▶ [WHAT THE EXERCISE ASKS]:
For the string "tests", work out how many lines of the data contain it and give that number with nothing added.

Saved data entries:
════════

PR #3512, opened 2026-07-03
feat(approval): T3-3 node signaturePolicy (declared-inert slice 1)

zensgit:
Third-batch **T3-3 first rung** on the ballot default (Q2 **declared-inert**): a node carries an optional `signaturePolicy { required, kind?, appliesTo? }` that is **persisted + round-tripped** through the approval graph but **NOT enforced at runtime** — approve/reject never blocks on a signature until enforcement is a separately-ratified rung (mirrors the `fieldPermissions` readonly / `auto_*` declared-but-do-not-wire precedent).

## What ships
- `SignaturePolicy` type + `signaturePolicy?` on `ApprovalNodeConfig`. `kind` is **contract-open** (Q1: v1 authoring will offer typed/click; image capture is a later slice); `appliesTo` defaults **approve-only** (Q7).
- Shape-only normalizer `normalizeNodeSignaturePolicy` (required boolean · kind non-empty string · appliesTo ∈ {approve, approve_reject}) — **fails closed** on a malformed value, never a coerced default / silent flatten. Wired into the node-config whitelist next to `fieldPermissions`/`timeout`; **default-absent nodes stay byte-identical** (key omitted).
- No SQL migration (lives in node-config JSON). Q8 signature-ref-in-record + runtime enforcement + authoring UI are **later rungs** (this is the inert floor the ballot's build contract asks to prove first).

## Verification
tsc 0 · new real-DB **`approval-node-signature-policy` 5/5**: create→publish→reload **round-trip byte-identical** · **default-absent byte-identical** · **DECLARED-INERT** (a `required:true` policy does NOT block approve with no signature) · malformed `required`/`appliesTo` **rejected at save**. **RED-before confirmed** (round-trip fails when the whitelist emit is removed → policy dropped). Regression: p1c field-permissions 7/7 · nofm-threshold 6/6.

Per the T3-3 build contract: proves `signaturePolicy` survives normalize→publish→reload→re-normalize, default-absent stays byte-identical, and the floor cannot imply runtime enforcement.

### DIFF
--- a/.github/workflows/plugin-tests.yml
+++ b/.github/workflows/plugin-tests.yml
@@ -347,6 +347,7 @@ jobs:
             tests/integration/approval-node-timeout-effects.test.ts \
             tests/integration/approval-nofm-threshold.test.ts \
             tests/integration/approval-bulk-reassign.api.test.ts \
+            tests/integration/approval-node-signature-policy.api.test.ts \
             --reporter=dot
 
       - name: Run comment-reaction keystone (real wire, real PG)
--- a/packages/core-backend/src/services/ApprovalProductService.ts
+++ b/packages/core-backend/src/services/ApprovalProductService.ts
@@ -988,6 +988,12 @@ function normalizeNodeSignaturePolicy(
   if (!isRecord(value)) {
     failValidation(context, `${path} must be an object`)
   }
+  const allowedKeys = new Set(['required', 'kind', 'appliesTo'])
+  for (const key of Object.keys(value)) {
+    if (!allowedKeys.has(key)) {
+      failValidation(context, `${path}.${key} is not supported`)
+    }
+  }
   if (typeof value.required !== 'boolean') {
     failValidation(context, `${path}.required must be a boolean`)
   }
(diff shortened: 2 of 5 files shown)


zensgit:
Review fixes pushed in `2407ff854`:\n\n- Closed the signaturePolicy unknown-key drop: `normalizeNodeSignaturePolicy` now rejects any key outside `required` / `kind` / `appliesTo`, so a future/unsupported nested key cannot be silently flattened by the backend allowlist rebuild.\n- Added fail-first coverage for that path, plus an explicit `required:false` preservation test so false is not confused with default-absent.\n- Wired `approval-node-signature-policy.api.test.ts` into the approval real-DB CI lane and excluded it from the default no-DB config, so it cannot skip-green.\n\nLocal verification: `git diff --check`, `pnpm --filter @metasheet/core-backend build` pass. Target integration runs 5/6 locally; the remaining failure is the local DB missing the already-main `node_activation_seq` migration column, so CI's migrated real-DB lane is the authoritative run for that file.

════════

▶ [EXERCISE RESPONSE]:
6